REQUIRED WORK => Below are the records; locate each line with the word "popper" and copy it.

━━━━━ SUPPLIED ENTRIES

PR #3146, opened 2025-10-01
ui: Hide a popup when its trigger is no longer visible

stevegolton:
Since popups are rendered out-of-tree, if a trigger becomes invisible due to it or one of its parents having display:none set, then the popup itself doesn't automatically become invisible.

This causes issues when e.g. changing page. Since the previous page is kept in the DOM just with `display:none`, a trigger element with an open popup on that page is not actually removed, just made invisible. However the popup still persists and is left floating awkwardly anchored to (0, 0).

This patch adds a popper.js modifier which detects if the trigger element is visible or not with `element.checkVisibility()`, applying `display:none` to the popup as well.

### DIFF
--- a/ui/src/widgets/popup.ts
+++ b/ui/src/widgets/popup.ts
@@ -284,6 +284,48 @@ export class Popup implements m.ClassComponent<PopupAttrs> {
       matchWidthModifier = [];
     }
 
+    // Custom modifier to hide popup when trigger is not visible. This can be
+    // due to the trigger or one of its ancestors having display:none.
+    const hideOnInvisible: Modifier<'hideOnInvisible', {}> = {
+      name: 'hideOnInvisible',
+      enabled: true,
+      phase: 'main',
+      fn({state}) {
+        const reference = state.elements.reference;
+        if (!(reference instanceof HTMLElement)) {
+          return;
+        }
+
+        // Check if checkVisibility is supported
+        if (typeof reference.checkVisibility === 'function') {
+          const isVisible = reference.checkVisibility();
+
+          if (!isVisible) {
+            // Hide the popper by setting display to none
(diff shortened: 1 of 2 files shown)


ui/src/widgets/popup.ts
```diff
@@ -284,6 +284,50 @@ export class Popup implements m.ClassComponent<PopupAttrs> {
...
 
+    // Custom modifier to hide popup when trigger is not visible. This can be
+    // due to the trigger or one of its ancestors having display:none.
+    const hideOnInvisible: Modifier<'hideOnInvisible', {}> = {
+      name: 'hideOnInvisible',
+      enabled: true,
+      phase: 'main',
+      fn({state}) {
+        const reference = state.elements.reference;
+        const foo = reference instanceof HTMLElement ? reference : undefined;
```
LalitMaganti: nit: name this something other than foo

LalitMaganti (approved):

ui/src/widgets/popup.ts
stevegolton: Doh! Done.

ui/src/widgets/popup.ts
```diff
@@ -284,6 +284,49 @@ export class Popup implements m.ClassComponent<PopupAttrs> {
...
+            rect.top >= 0 &&
+            rect.left >= 0 &&
+            rect.bottom <=
+              (window.innerHeight || document.documentElement.clientHeight) &&
+            rect.right <=
+              (window.innerWidth || document.documentElement.clientWidth) &&
+            window.getComputedStyle(reference).visibility !== 'hidden' &&
+            window.getComputedStyle(reference).display !== 'none';
+
+          console.log('isVisible', isVisible);
```
LalitMaganti: nit: remove?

━━━━━━━━━━

SOLUTION FOR THIS EXERCISE =>
This patch adds a popper.js modifier which detects if the trigger element is visible or not with `element.checkVisibility()`, applying `display:none` to the popup as well.
+            // Hide the popper by setting display to none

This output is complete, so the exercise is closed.